Disagreement over Mazzulla’s approach showed in a film session during the second round that dove into the offense, when Brown broke a huddle by saying, “One, two, three, defense,” according to several sources in the room. Multiple players told The Athletic that while Mazzulla had shifted the team’s identity to be more balanced down the middle between offense and defense, they felt that defense wins championships and that last season proved that should be the priority. Players noted they sometimes would come out of the timeouts uncertain about defensive coverages and Blake Griffin, Smart, and Grant Williams, among others, would help the team work things out heading to the court before play resumed.

The strain intensified as the Celtics dropped the first three games against Miami. After giving up a double-digit deficit in the fourth quarter of Game 2, the players had a heated discussion about what they needed to fix, according to team sources. Amid the shouting, Brogdon lit into his teammates, urging them to trust each other like they had all season. The players then sounded shocked after they lost Game 3 128-102.

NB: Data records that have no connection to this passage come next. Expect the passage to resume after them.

PR #42, opened 2025-04-16
DS-2186: Fixes Angular PoC errors

MeaghanCarrieres:
This MR updates the SLEW of errors that were appearing when running the app-angular PoC. This was done by updating the `app-angular` project to ensure compatibility with the latest version of the `ontario-design-system-component-library-angular` package. The following changes were made:

### Key Updates

**Angular and Typescript version updates**
- Updated Angular dependencies to version `^18.2.11` to match the requirements of the `ontario-design-system-component-library-angular` package.
- Updated TypeScript to the compatible version required by Angular `^18.2.11`.

**Custom Element Schema**
Added `CUSTOM_ELEMENTS_SCHEMA` to the NgModule to support the use of custom elements from the `ontario-design-system-component-library-angular`. (This is actually outlined in our debugging FAQs in the angular component library docs)

### Testing
- Verified that the application builds and serves correctly using `pnpm run start`.
- Tested the integration of components from the `ontario-design-system-component-library-angular` to ensure they render without schema-related errors.
- Confirmed no breaking changes in the application after the updates.

PR #323, opened 2026-07-27
Fix semantic-release/github crash from bogus Renovate issue references

smorrisods:
## Summary

Fixes the `Publish Packages` job failure seen on [run 30281151214](https://github.com/ongov/ontario-design-system/actions/runs/30281151214/job/90029869964) (the `chore(release): 9.0.0` release), where the job failed with:

```
Error: Could not resolve to an issue or pull request with the number of 8203
```

despite npm publish and the GitHub release already succeeding. This was cosmetic-but-blocking: it failed CI and skipped downstream jobs (`Sync Docs to Docusaurus`, `Enable Docs Auto-Merge`).

## Root cause chain

1. Renovate always HTML-entity-escapes scoped package names in PR bodies/commit messages as the literal string `&#8203;` (e.g. `@&#8203;ngx-translate/http-loader`), to stop GitHub from auto-pinging a nonexistent `@ngx-translate` user. That literal string always contains the substring `#8203`.
2. `conventional-commits-parser`'s per-line reference scanning (used transitively via `conventional-changelog-angular`, which `@semantic-release/commit-analyzer`, `@semantic-release/release-notes-generator`, and `semantic-release-lerna`'s own notes generator all depend on) records **any** bare `#<digits>` as a reference — tagged `action: null` — whenever a line doesn't contain an actual close/fix/resolve keyword immediately adjacent. This is by-design fallback behaviour in the parser (needed elsewhere for passive "see #123" style mentions).
3. `conventional-changelog-angular`'s `commit.hbs` template renders `, closes #N` for **every** entry in `references`, without checking whether `action` was ever set — so the `action: null` entry for `#8203` still got rendered as `, closes #8203` in the generated release notes/changelog.
4. `@semantic-release/git`'s commit message template (`chore(release): ${nextRelease.version}\n\n${nextRelease.notes}`) bakes that polluted notes text verbatim into the real `chore(release): X.Y.Z` commit.
5. On the *next* release run, `issue-parser` (used by `@semantic-release/github`, which has a stricter, correct keyword-adjacency regex) now finds a legitimate-looking `closes #8203` in that prior release commit's own message, and passes `{ number: 8203 }` into `@semantic-release/github`'s `success.js`, which has **no error handling** around its GraphQL/REST lookups — so GitHub's "could not resolve" error crashes the whole `success` step and the job.

This already happened once silently on `9.0.0-alpha.1` (June 25) before recurring on the real `v9.0.0` release, and is self-perpetuating on every Renovate PR for a scoped package.

Confirmed as a real, unfixed upstream bug: [semantic-release/github#1092](https://github.com/semantic-release/github/issues/1092) (open, filed Aug 2025, same failure class — an unresolvable issue/PR reference crashing an already-successful `success` step).

## Fix

Two `pnpm patch`es, following the repo's existing precedent (`patches/@semantic-release__github@12.0.2.patch`, removed in `ae508eae` once a related bug in the same file was fixed upstream in v12.0.3):

1. **`patches/@semantic-release__github@12.0.9.patch`** — wraps the three unguarded network calls in `lib/success.js` (associated-PRs GraphQL query, PR-verification `pFilter` block, related-issues GraphQL query) in `try/catch`. A single unresolvable reference now logs a warning and is skipped instead of crashing the whole job. (Defense in depth / resilience fix.)
2. **`patches/conventional-changelog-angular@8.0.0.patch`** — fixes `src/templates/commit.hbs` to only render `, closes #N` when the reference's `action` is a real close/fix/resolve keyword, not for every parsed reference. Stops the bogus text from ever being generated in the first place. (Root-cause fix.)

## Verification

- Extracted the real Renovate commit (`036fd71`) and release commit (`a565767`) text from `master` history and ran them through the actual installed `conventional-commits-parser` / `conventional-changelog-writer` / patched `commit.hbs` — confirmed the `#8203` reference (`action: null`) no longer renders `, closes #8203`, while a real `closes #42`-style reference still renders correctly.
- `node --check` on both patched files.
- `pnpm install --frozen-lockfile` succeeds cleanly after `patch-commit`.

## Follow-up (not addressed here)

The already-poisoned `chore(release): 9.0.0` commit/tag on `master` contains the literal "closes #8203" text, but this is self-limiting: future semantic-release runs only analyze commits *after* the last release tag, so it won't be re-scanned. No cleanup action is planned unless it resurfaces.

### DIFF
--- a/package.json
+++ b/package.json
@@ -70,5 +70,5 @@
 		"@nrwl/nx-win32-x64-msvc": "15.9.3",
 		"bl": "^7.0.0"
 	},
-	"packageManager": "pnpm@11.10.0+sha512.0b7f8b98060031904c017e3a41eb187a16d40eeb829b95c4f8cb03681761fc4ab53dd219115b9b447f4dce1a05a214764461e7d3703392a9f32f9511ce8c86c8"
+	"packageManager": "pnpm@11.10.0"
 }
--- a/package.json
+++ b/package.json
@@ -70,5 +70,5 @@
 		"@nrwl/nx-win32-x64-msvc": "15.9.3",
 		"bl": "^7.0.0"
 	},
-	"packageManager": "pnpm@11.10.0"
+	"packageManager": "pnpm@11.10.0+sha512.0b7f8b98060031904c017e3a41eb187a16d40eeb829b95c4f8cb03681761fc4ab53dd219115b9b447f4dce1a05a214764461e7d3703392a9f32f9511ce8c86c8"
 }
--- a/patches/@semantic-release__github@12.0.9.patch
+++ b/patches/@semantic-release__github@12.0.9.patch
@@ -1,0 +1,117 @@
+diff --git a/lib/success.js b/lib/success.js
+index 48246f29a2162ce0abc0d044112de94bab39becb..e106ddf9ba078c9f75ef06ef1c358183654af40f 100644
+--- a/lib/success.js
++++ b/lib/success.js
+@@ -78,10 +78,20 @@ export default async function success(pluginConfig, context, { Octokit }) {
+     // Get associatedPRs
+     const associatedPRs = await inChunks(shas, 100, async (chunk) => {
+       const responsePRs = [];
+-      const { repository } = await octokit.graphql(
+-        buildAssociatedPRsQuery(chunk),
+-        { owner, repo },
+-      );
++      let repository;
++      try {
++        ({ repository } = await octokit.graphql(
++          buildAssociatedPRsQuery(chunk),
++          { owner, repo },
++        ));
++      } catch (error) {
++        logger.error(
++          "Failed to resolve associated pull requests for commits %O: %s",
++          chunk,
++          error.message,
++        );
++        return responsePRs;
++      }
+       const responseAssociatedPRs = Object.values(repository).map(
+         (item) => item.associatedPullRequests,
+       );
+@@ -118,26 +128,35 @@ export default async function success(pluginConfig, context, { Octokit }) {
+     const uniqueAssociatedPRs = uniqBy(flatten(associatedPRs), "number");
+ 
+     const prs = await pFilter(uniqueAssociatedPRs, async ({ number }) => {
+-      const commits = await octokit.paginate(
+-        "GET /repos/{owner}/{repo}/pulls/{pull_number}/commits",
+-        {
+-          owner,
+-          repo,
+-          pull_number: number,
+-        },
+-      );
+-      const matchingCommit = commits.find(({ sha }) => shas.includes(sha));
+-      if (matchingCommit) return matchingCommit;
+-
+-      const { data: pullRequest } = await octokit.request(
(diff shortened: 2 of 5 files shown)


package.json
```diff
@@ -70,5 +70,5 @@
 		"@nrwl/nx-win32-x64-msvc": "15.9.3",
 		"bl": "^7.0.0"
 	},
-	"packageManager": "pnpm@11.10.0"
+	"packageManager": "pnpm@11.10.0+sha512.0b7f8b98060031904c017e3a41eb187a16d40eeb829b95c4f8cb03681761fc4ab53dd219115b9b447f4dce1a05a214764461e7d3703392a9f32f9511ce8c86c8"
```
smorrisods: Let's not add in the sha

smorrisods: Good catch, that hash got auto-appended by `corepack use`. Reverted to plain `pnpm@11.10.0` (matching develop) in ca917d35.

muntalee (approved):
LGTM 🐐

patches/@semantic-release__github@12.0.9.patch
```diff
@@ -0,0 +1,117 @@
...
++        return shas.includes(pullRequest.merge_commit_sha);
++      } catch (error) {
++        logger.error(
++          "Failed to verify pull request #%d, skipping it: %s",
++          number,
++          error.message,
++        );
++        return false;
++      }
+     });
```
erincarrieresontario, line 83: Could this result in releases succeeding with incomplete metadata if GitHub is having issues? It might be worth emitting a warning that release notes may be incomplete when we hit these error paths.

erincarrieresontario (commented):
Looks like there are some merge conflicts @smorrisods , otherwise looks good! Just one comment/question!

patches/@semantic-release__github@12.0.9.patch
smorrisods: Good question. Tracing it through, rate limits actually take a different path — `lib/octokit.js` configures the `throttling` plugin with `onRateLimit`/`onSecondaryRateLimit`, which auto-retries the request (up to `RETRY_CONF.retries`) and already logs its own `octokit.log.warn` before we'd ever hit these `catch` blocks.

These catches are for the harder failure (bogus `closes #N` refs breaking the whole GraphQL query), and each one already calls `logger.error` with the chunk/PR/issue numbers. It's also worth noting `success.js` runs after `publish` has already created the release/tag/notes — the impact here is scoped to skipping the "released" comment/label on the affected issues/PRs, not the release notes themselves.

Happy to add a rollup warning at the end if we want it more visible, but wanted to confirm the actual blast radius first.

---
🤖 This comment was summoned by CoPilot doing a Scott cosplay.

erincarrieresontario: I think thats fine then - approved!

erincarrieresontario: oop, actually @smorrisods there are some merge conflicts

andrewpeart (approved):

“I think we have such a high-powered offense with two great superstars and we have such great role guys that no other team really has with so many of them,” Brogdon told The Athletic after losing Game 7. “I think we tended to focus on offense more than anything and making shots and relying on making shots rather than playing defense. And I thought we thought we could make enough shots at the end of the day that defense didn’t have to carry us like it did carry them last year.”

The day after Game 3, Brogdon said the team’s identity had “waned all year long” and he believed the Celtics were still “trying to figure out who we are.” After players spent so much of the season saying they had to not get bored with the little things, it was apparent how much they relied on their shots going down.

“A lot of times our defense has been our kryptonite when we’re not making shots,” Smart said after the season ended.

Following Game 7, Brogdon said teams don’t win championships with a better offense than defense. Tatum and Smart both emphasized that everything for them starts with defense.